Во время последнего штурма Перми, который предпринимают сопротивляющиеся московской колонизации вогулы, Тичерть превращается в вогульскую богиню-мать Сорни-Най и исчезает. Но сын Михаила и Тичерть Матвей становится первым правителем Перми, вошедшей в состав Московии. Князь несет в себе наследственность вогулки-ламии, духа покоренного московитами Приуралья.
О постколониальном характере прозы Иванова я уже писал [Кукулин 2007], поэтому здесь повторю только вывод своей статьи. Поэтика Иванова основана на фигурах следа или руины. При всей детальности описания вогулов в «Сердце Пармы…» и «Золоте бунта…» в книгах Иванова они предстают не только как реальный этнос, но и как метафора усмиренных сил хаоса, которые побеждает мифологический культурный герой, или «дионисийского» начала, которое существует под покровом русского «аполлонизма». Иванов постоянно демонстрирует в своих книгах своего рода травматическое бессознательное, вытесненное из культуры и истории.
Задача эта для русской литературы — новая и важная, но ее решение подрывается тем, что Иванов демонизирует это бессознательное, вдобавок локализуя его в границах отдельного этноса. В прозе Иванова причудливо сочетаются черты постколониальные и вполне колониальные. Так, его изображение финно-угорских женщин как страстных, иррациональных, сексуально ненасытных и наделенных паранормальными способностями близко к каноническому ориентализирующему изображению «колониальных» любовниц в англоязычной литературе конца XIX и первой половины ХХ веков.
Государство
Любопытно, что в постколониальных произведениях 2000-х годов государство не воспринимается как возможный партнер, с которым можно сотрудничать. А если такого рода сотрудничество и признается возможным, то оно может быть только односторонним, отчужденным, не рассчитанным на понимание со стороны властей (единственный яркий представитель такого отношения к имперскому строительству в современной литературе — Алексей Иванов, который представляет его как еще один вариант «государственнической аскезы»).

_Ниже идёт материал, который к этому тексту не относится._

PR #2597, opened 2021-02-03
Managed s3 bucket notifications

giorgosp:
## Background

Enable Panther to manage bucket notifications for the user. If user allows, Panther will create an SNS topic in the bucket's region and configure the bucket to send SNS notifications to that topic.

## Changes

- Add field `managedBucketNotifications` field in the source api so that user can select whether they want Panther to manage their bucket notifications configuration
- Add field `notificationsConfigurationSucceeded` so that the frontend knows whether this operation succeeded or not. Even if managing bucket notifications fail, Panther proceeds to save the source. The user just have to set them up manually.
- When an s3 source is created/updated and `managedBucketNotifications` is set, Panther sync's the updates the bucket's notification configuration.A notification configuration is created for every prefix the user has specified in the s3 source.
- When an s3 source is deleted, Panther deletes the Panther-managed notifications from the bucket. Any user-created configuration is left intact. Panther does not delete the SNS topic created because it may have been re-used. The UI will show the user that this resource has not been deleted.

## Testing

- Unit
- Manual e2e - All tests are done with a bucket from another account (Panther in @giorgosp account, bucket in @kostaspap account)
    - Create source with managed notifications with some prefixes (prefixa, prefixb) 
        - Verify bucket notifications config
    - Add some bucket notifications manually (not only SNS but also a Lambda notification). Update source prefixes. 
        - Verify bucket notifications config
    - Update source with a prefix already included in the bucket 
        - Verify error response (source is updated, but bucket notifications could not be configured. AWS doesn't allow overlapping prefixes)
    - Upload a file to the bucket - Verified event ended up in Athena
    - Delete source - Only Panther-managed configs should be removed from the bucket
    -  Create a second source for a second bucket in the same region as the first. Verify bucket notifications configured correctly and event made it to our data lake.


api/lambda/source/models/integration.go
```diff
@@ -50,6 +50,7 @@ type SourceIntegrationScanInformation struct {
 }
 
 // SourceIntegrationMetadata is general settings and metadata for an integration.
+//nolint:maligned
```
kostaspap, line 53: Why is this needed? We never had to escape this check before ^^

api/lambda/source/models/integration.go
```diff
@@ -72,12 +73,28 @@ type SourceIntegrationMetadata struct {
...
 	LogProcessingRole string           `json:"logProcessingRole,omitempty"`
+	// Whether Panther should configure the user's bucket notifications.
+	ManagedBucketNotifications bool `json:"managedBucketNotifications"`
+	// The resources that Panther created. This may be partial if an error occurred
+	// while creating a resource.
+	ManagedS3Resources ManagedS3Resources `json:"managedS3Resources,omitempty"`
+	// This is only needed for the API response, so that the UI can show a warning message
+	// if Panther couldn't setup bucket notifications. Failing to do so doesn't
+	// block any other source operations like saving to the DB.
+	NotificationsConfigurationSucceeded bool `json:"notificationsConfigurationSucceeded"`
```
kostaspap, line 84: It seems weird that we have to store this. Couldn't the code just check if the resources have been created? Why do we have to store this state in DDB?

api/lambda/source/models/integration.go
```diff
@@ -72,12 +73,28 @@ type SourceIntegrationMetadata struct {
...
 
 	StackName string `json:"stackName,omitempty"`
 
 	SqsConfig *SqsConfig `json:"sqsConfig,omitempty"`
 }
 
+type ManagedS3Resources struct {
+	TopicARN *string `json:"topicARN"`
```
kostaspap, line 92: nit: could just be `string`. We prefer to avoid pointers unless really needed since they require special management to avoid nil pointer dereference

deployments/auxiliary/cloudformation/panther-log-analysis-iam.yml
```diff
@@ -51,6 +53,14 @@ Parameters:
     Description: DO NOT EDIT MANUALLY! Parameter is already populated with the appropriate value.
     Default: ''
 
+  ManagedBucketNotifications:
+    Type: String
+    Description: DO NOT EDIT MANUALLY! Parameter is already populated with the appropriate value.
+    Default: 'No'
```
kostaspap, line 59: nit: Usually we have true/false for boolean values.

deployments/auxiliary/cloudformation/panther-log-analysis-iam.yml
```diff
@@ -101,22 +118,14 @@ Resources:
                 Action: s3:GetBucketLocation
                 Resource: !Sub
                   - arn:${AWS::Partition}:s3:::${Bucket}
-                  - Bucket:
-                      !If [
-                        IsGenerated,
-                        !FindInMap [PantherParameters, S3Bucket, Value],
-                        !Ref S3Bucket,
-                      ]
+                  # prettier-ignore
```
kostaspap, line 121: nit: The previous version actually seems easier to read to me  since each of the condition statements are separated by new lines.

deployments/auxiliary/cloudformation/panther-log-analysis-iam.yml
```diff
@@ -135,3 +144,38 @@ Resources:
...
+      PolicyName: ManagePantherTopic
+      PolicyDocument:
+        Version: 2012-10-17
+        Statement:
+          - Effect: Allow
+            Action:
+              - sns:CreateTopic
+              - sns:SetTopicAttributes
+              - sns:AddPermission
+              - sns:Subscribe
```
kostaspap, line 164: What about describe the topic?

internal/core/source_api/api/get_integration_template.go
```diff
@@ -103,6 +105,11 @@ func (api *API) GetIntegrationTemplate(input *models.GetIntegrationTemplateInput
 			formattedTemplate = strings.Replace(formattedTemplate, kmsKeyFind,
 				fmt.Sprintf(kmsKeyReplace, input.KmsKey), 1)
 		}
+
+		if input.ManagedBucketNotifications {
+			formattedTemplate = strings.Replace(formattedTemplate, managedNotificationsFind,
+				fmt.Sprintf(managedNotificationsReplace, "Yes"), 1)
+		}
```
kostaspap, line 112: Should we set it to `No`/`false` when it is not ?

internal/core/source_api/api/managed_bucket_notifications.go
```diff
@@ -0,0 +1,326 @@
...
+// The source.ManagedS3Resources field is mutated to contain the managed resources.
+// Even if this function returns an error, source.ManagedS3Resources is updated with the resources that
+// were created before the error occurred.
+func ManageBucketNotifications(pantherSess *session.Session, source *models.SourceIntegration) error {
+	managed := &source.ManagedS3Resources
+
+	stsSess, err := session.NewSession(&aws.Config{
+		MaxRetries:  aws.Int(5),
+		Credentials: stscreds.NewCredentials(pantherSess, source.RequiredLogProcessingRole()),
+	})
```
kostaspap, line 56: Here you create the session, however in the `RemoveBucketNotifications` the session is created outside of the function. I think we should be consistent in the way the code works.

internal/core/source_api/api/managed_bucket_notifications.go
```diff
@@ -0,0 +1,326 @@
...
+	if err != nil {
+		return errors.Wrap(err, "failed to create sts session")
+	}
+
+	bucketRegion, err := getBucketLocation(stsSess, source.S3Bucket)
+	if err != nil {
+		return errors.Wrap(err, "failed to get bucket location")
+	}
+
+	if managed.TopicARN == nil {
```
kostaspap, line 66: Can you add a comment here why this check is required?

internal/core/source_api/api/managed_bucket_notifications.go
```diff
@@ -0,0 +1,326 @@
...
+	s3Client := s3.New(stsSess, &aws.Config{Region: bucketRegion})
+
+	bucket, prefixes := source.S3Info()
+	managedTopicConfigIDs, err := updateBucketTopicConfigurations(
+		s3Client, bucket, source.AWSAccountID, source.ManagedS3Resources.TopicConfigurationIDs, prefixes, managed.TopicARN)
+	if err != nil {
+		return errors.WithMessage(err, "failed to replace bucket configuration")
+	}
+	managed.TopicConfigurationIDs = managedTopicConfigIDs
+	zap.S().Debugf("replaced bucket topic configurations for %s", source.S3Bucket)
```
kostaspap, line 84: `zap.L().Debug("replaced bucket topic configurations", zap.String("bucket", source.S3Bucket)`. Much more performant. Also JSON output also makes debugging easier through CW Logs since CW Insights can parse the JSON log format. That's why we don't use SugaredLogger anywhere in Panther app.

internal/core/source_api/api/managed_bucket_notifications.go
```diff
@@ -0,0 +1,326 @@
...
+
+	pantherARN, err := getPantherDeploymentIAM(pantherSess)
+	if err != nil {
+		return nil, errors.Wrap(err, "failed to get Panther deployment IAM info")
+	}
+	topicARN, err := createTopic(snsClient, pantherARN)
+	if err != nil {
+		return nil, errors.Wrap(err, "failed to create topic")
+	}
+	zap.S().Debugf("created topic %s", *topicARN)
```
kostaspap, line 101: See above.

internal/core/source_api/api/managed_bucket_notifications.go
```diff
@@ -0,0 +1,326 @@
...
+
+	queueARN := arn.ARN{
+		Partition: pantherARN.Partition,
+		Service:   "sqs",
+		Region:    aws.StringValue(pantherSess.Config.Region),
```
kostaspap, line 106: Should be `bucketRegion`?

internal/core/source_api/api/managed_bucket_notifications.go
```diff
@@ -0,0 +1,326 @@
...
+				Principal: awsutils.Principal{
+					Service: "cloudtrail.amazonaws.com",
+				},
+				Resource: *topic.TopicArn,
+			}, {
+				Sid:    "AllowSubscriptionToPanther",
+				Effect: "Allow",
+				Action: "sns:Subscribe",
+				Principal: awsutils.Principal{
+					AWS: fmt.Sprintf("arn:aws:iam::%s:root", pantherARN.AccountID),
```
kostaspap, line 177: we shouldn't hardcode the partition `aws` - this will break for AWS China. You probably pick up the partition from the session?

internal/core/source_api/api/managed_bucket_notifications.go
```diff
@@ -0,0 +1,326 @@
...
+		prefixes,
+		source.ManagedS3Resources.TopicARN)
+	if err != nil {
+		return errors.Wrap(err, "failed to update bucket notifications configuration")
+	}
+
+	return nil
+}
+
+func createTopic(snsClient *sns.SNS, pantherARN arn.ARN) (*string, error) {
```
kostaspap, line 145: We just need the AccountID right? We shouldn't need to pass the full ARN - there should be little information of value in there, it's just the role assumed by the Lambda.

internal/core/source_api/api/managed_bucket_notifications.go
```diff
@@ -0,0 +1,326 @@
...
+	if err != nil {
+		return nil, err
+	}
+	if bucketLoc.LocationConstraint == nil {
+		return aws.String(endpoints.UsEast1RegionID), nil
+	}
+	return bucketLoc.LocationConstraint, nil
+}
+
+func getPantherDeploymentIAM(sess *session.Session) (arn.ARN, error) {
```
kostaspap, line 316: Why is this needed? Is it just to get AccountID? This is passed as a property in the configuration.

internal/core/source_api/api/testdata/panther-log-analysis-iam-updated.yml
```diff
@@ -51,6 +53,14 @@ Parameters:
     Description: DO NOT EDIT MANUALLY! Parameter is already populated with the appropriate value.
     Default: ''
 
+  ManagedBucketNotifications:
+    Type: String
+    Description: DO NOT EDIT MANUALLY! Parameter is already populated with the appropriate value.
+    Default: 'No'
```
kostaspap, line 59: See similar comment in other template. Seems more natural to have this true/false.

kostaspap (commented):
Can you add more details about the E2E test? 
What the scenarios were tested as part of E2E, which failure scenarios were tested etc?

api/lambda/source/models/integration.go
alxarch: It's used before. It's a very strict rule that only makes sense in systems programming context. It checks that if you have two boolean/uint16 fields in your struct you should keep them in sequence so that the struct padding does not waste memory.
Field offsets are aligned in 32 bits in go. So even a `bool` or `uint16` take up  32 bits, unless you have them in sequence.
Really irrelevant to the kind of programming we do here.

deployments/auxiliary/cloudformation/panther-log-analysis-iam.yml
alxarch: Actually `no` and `yes` are  valid YAML booleans. `'No'` is a string though.

api/lambda/source/models/integration.go
georgepsarakis: I also ran onto this once, read a few things [here](https://medium.com/@sebassegros/golang-dealing-with-maligned-structs-9b77bacf4b97).

deployments/auxiliary/cloudformation/panther-log-analysis-iam.yml
kostaspap: Yup, I was mostly referring to how we do for the rest of the CFN templates internally.

api/lambda/source/models/integration.go
kostaspap: Do we really have to store this? We could just follow a convention and just name the topic sth e.g. `panther-sns-notifications-topic`. If the topic exists and we have access to it, we are good. I am not sure there is value in storing it here while we can describe it.

api/lambda/source/models/integration.go
giorgosp: We don't store it in the DB. `ddb.Integration` is the db representation. Unfortunately we don't have a separate source representation for the API response, hence the confusion here.

api/lambda/source/models/integration.go
giorgosp: Storing it saves us from an extra AWS API request + we don't delete it when the source is deleted, so we can display the full topic ARN to the UI, so the user can also see the topic's AWS partition, region, etc.
I will add this as a comment to the field, seems it will help.

deployments/auxiliary/cloudformation/panther-log-analysis-iam.yml
giorgosp: CloudFormation doesn't not support boolean parameters. Also the user may have to fill in this parameter on CFN's UI, so it is more natural to have Yes/No options in the dropdown rather than true/false.

deployments/auxiliary/cloudformation/panther-log-analysis-iam.yml
giorgosp: I find the multi-line version very frustrating since it is used in many places and bulks up the template a lot, making it harder to make sense of it. Hence the bug we had before.

deployments/auxiliary/cloudformation/panther-log-analysis-iam.yml
giorgosp: It is not needed

internal/core/source_api/api/get_integration_template.go
giorgosp: Good point although it won't make a difference technically. This is the CFN condition, only 'Yes' is important
```
  HasManagedBucketNotifications: !Or
    - !Equals ['Yes', !FindInMap [PantherParameters, ManagedBucketNotifications, Value]]
    - !Equals ['Yes', !Ref ManagedBucketNotifications]
   ```

File: internal/core/source_api/api/managed_bucket_notifications.go (hunk 8 above)
Comment (giorgosp) [reply internal/core/source_api/api/managed_bucket_notifications.go:56]: Yes good point, updated

File: internal/core/source_api/api/managed_bucket_notifications.go (hunk 9 above)
Comment (giorgosp) [reply internal/core/source_api/api/managed_bucket_notifications.go:66]: Added 
```
// Create the topic if it wasn't created previously. This saves some API requests during
// source updates.
```

File: internal/core/source_api/api/managed_bucket_notifications.go (hunk 10 above)
Comment (giorgosp) [reply internal/core/source_api/api/managed_bucket_notifications.go:84]: The output (json or not) depends on the dev or prod config of the logger. So the `SugaredLogger` also outputs json. 

```
//internal/core/source_api/main/handler.go
func lambdaHandler(ctx context.Context, request *models.LambdaInput) (interface{}, error) {
	lambdalogger.ConfigureGlobal(ctx, nil)
	return router.Handle(request)
}

//pkg/lambdalogger/logger.go
func ConfigureGlobal(
	ctx context.Context,
	initialFields map[string]interface{},
) (*lambdacontext.LambdaContext, *zap.Logger) {
        ...

	// Use the same structure for all log messages so we can apply consistent metric filters.
	// We do not use zap.NewDevelopmentConfig() (even for DEBUG) because it disables json logging.
	config := zap.NewProductionConfig()
```


Since we are not in a hot path here, I preferred the SugaredLogger that does string formatting rather than the ugliness of the structured logger. 

Also, if the DEBUG level is off, the SugaredLogger doesn't even attempt string formatting, so I think we are good
```
func (s *SugaredLogger) log(lvl zapcore.Level, template string, fmtArgs []interface{}, context []interface{}) {
	// If logging at this level is completely disabled, skip the overhead of
	// string formatting.
	if lvl < DPanicLevel && !s.base.Core().Enabled(lvl) {
		return
	}
```

File: internal/core/source_api/api/managed_bucket_notifications.go (hunk 12 above)
Comment (giorgosp) [reply internal/core/source_api/api/managed_bucket_notifications.go:106]: No this is Panther's input data queue

File: internal/core/source_api/api/managed_bucket_notifications.go (hunk 14 above)
Comment (giorgosp) [reply internal/core/source_api/api/managed_bucket_notifications.go:145]: See https://github.com/panther-labs/panther/pull/2597/files#r570373557

File: internal/core/source_api/api/managed_bucket_notifications.go (hunk 13 above)
Comment (giorgosp) [reply internal/core/source_api/api/managed_bucket_notifications.go:177]: Right. That's why I passed the ARN in this function in the first place. Fixed

File: internal/core/source_api/api/managed_bucket_notifications.go (hunk 15 above)
Comment (giorgosp) [reply internal/core/source_api/api/managed_bucket_notifications.go:316]: We need the partition of Panther deployment too

File: deployments/auxiliary/cloudformation/panther-log-analysis-iam.yml (hunk 4 above)
Comment (kostaspap) [reply deployments/auxiliary/cloudformation/panther-log-analysis-iam.yml:59]: @giorgosp in all the other CFN templates that have a boolean decision we use true/false. See: https://github.com/panther-labs/panther/blob/master/deployments/bootstrap.yml#L57-L68

Yes/No seems ok to me, but I'd prefer to be consistent across our templates. From a user's perspective I think they can understand Yes/No as much as True/False.

File: internal/core/source_api/api/managed_bucket_notifications.go (hunk 15 above)
Comment (kostaspap) [reply internal/core/source_api/api/managed_bucket_notifications.go:322]: > We need the partition of Panther deployment too

It could be passed as parameter - we do that for the AWS Account ID anyway.

File: api/lambda/source/models/integration.go (hunk 3 above)
Comment (kostaspap) [reply api/lambda/source/models/integration.go:95]: What I mean is, do we really need to store it? Seems much simpler that we just pick a topic name and use that. Storing state in DDB is not a big deal, however DDB and real world could be out of sync.

File: deployments/auxiliary/cloudformation/panther-log-analysis-iam.yml (hunk 6 above)
Comment (kostaspap) [reply deployments/auxiliary/cloudformation/panther-log-analysis-iam.yml:164]: I would say maybe better add more SNS permissions for that topic -even though not needed. Could be helpful in the future, if we end up requiring more permissions. We ask users if they want to allow us to manage their SNS topic notifications, seems reasonable that we have full permissions over the topic we created :)

**Comment by giorgosp** [comment]
> Can you add more details about the E2E test?

Updated description

**Comment by kostaspap** [comment]
> * Manual e2e
>   
>   * Create source with managed notifications with some prefixes (prefixa, prefixb) - Check bucket
>   * Add some bucket notifications manually (to ensure they are not deleted by Panther), update source prefixes - Check bucket
>   * Update source with a prefix already included in the bucket - Configuration should fail
>   * Delete source - Only Panther-managed configs should be removed from the bucket

Some questions: 
> Update source with a prefix already included in the bucket - Configuration should fail

Do you mean that having two prefixes `prefixA/prefixB` and `prefixA` is no longer allowed? We want to allow overlapping prefixes - we already do that now and we have code in the log processor where longer prefixes get priority over shorter ones. 

Some other checks: 
1. Can you verify that the notifications/subscriptions are working? We need to verify that if we put an object to the S3 bucket should generate a notification that arrives in the log processor. 
2. Can you verify that cross account?

File: api/lambda/source/models/integration.go (hunk 3 above)
Comment (giorgosp) [reply api/lambda/source/models/integration.go:95]: What do you mean?

Actually what I meant is we don't delete the topic from AWS, but we should display it in the UI during source deletion

**Comment by giorgosp** [comment]
>Do you mean that having two prefixes prefixA/prefixB and prefixA is no longer allowed? 
We allow it as before. AWS doesn't, so bucket configuration fails. We handle it gracefully though on the UI.

>Some other checks:
>
  >  Can you verify that the notifications/subscriptions are working? We need to verify that if we put an object to the S3 >bucket should generate a notification that arrives in the log processor.
 >  Can you verify that cross account?

Added a file and saw it in Athena 
Screenshot 2021-02-05 at 17 22 31

All tests are cross-account.
Updated the description as well

Going to test the CFN templates a bit more

File: deployments/auxiliary/cloudformation/panther-log-analysis-iam.yml (hunk 4 above)
Comment (giorgosp) [reply deployments/auxiliary/cloudformation/panther-log-analysis-iam.yml]: Updated to use true/false as in bootstrap.yml

File: deployments/auxiliary/cloudformation/panther-log-analysis-iam.yml (hunk 6 above)
Comment (giorgosp) [reply deployments/auxiliary/cloudformation/panther-log-analysis-iam.yml:163]: Added all available SNS permissions, since it is a Panther-managed topic.

File: internal/core/source_api/api/managed_bucket_notifications.go (hunk 15 above)
Comment (giorgosp) [reply internal/core/source_api/api/managed_bucket_notifications.go:322]: Actually I could parse the lambda ARN that is included in the `context` passed to the lambda function. Something like
```
func lambdaHandler(ctx context.Context) {
        lc, _ := lambdacontext.FromContext(ctx)
        lambdaARN := arn.Parse(lc.InvokedFunctionArn)
        // use lambdaARN.Partition, lambdaARN.AccountID, etc
```
We don't even have to pass AccountID as an env variable

File: deployments/auxiliary/cloudformation/panther-log-analysis-iam.yml (hunk 6 above)
Comment (kostaspap) [reply deployments/auxiliary/cloudformation/panther-log-analysis-iam.yml:163]: Hmm, I don't see more permissions? I think you could add `sns:*` tbh. We are already limiting the role to have permissions only on the Panther-managed topic.

File: internal/core/source_api/api/managed_bucket_notifications.go (hunk 15 above)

В «поэме» Быкова «ЖД» государство предстает разрушенным (пусть «варяги» и сопротивляются его разрушению, а хазары надеются его возродить на новых основаниях— в романе нет никаких признаков будущего возрождения государства), в поэзии Завьялова и Гримберг — репрессивным по самой своей природе, у Фанайловой присутствует скрыто, как сила, которая поддерживает в обществе агрессию и самодовольство, в стихотворениях Соколовой и прозе Осокина не упоминается вовсе.
Идентичность персонажей Д. Осокина (и фильма А. Федорченко), Е. Соколовой и С. Завьялова основана на катастрофическом разрыве между вневременной памятью автохтонного этноса и современностью — или эпохой колонизации, как в исторических романах А. Иванова. Сознание героев «постколониальной» русской литературы составлено из конфликтующих проекций разных культур и может быть либо реинтегрировано в пространстве абсолютной утопии, чуда, никак не связанного с современным существованием человека («ЖД» Д. Быкова), либо сохранено как травматическое, либо исцелено путем долгой работы. Но эта трудно заживающая травма оказывается для героев новой постколониальной русской литературы источником познания своего «я» и окружающего общества и движением в Будущее.
И.В. Кукулин
Национальный исследовательский университет —Высшая школа экономики
Политическая концептология No 2, 2013г.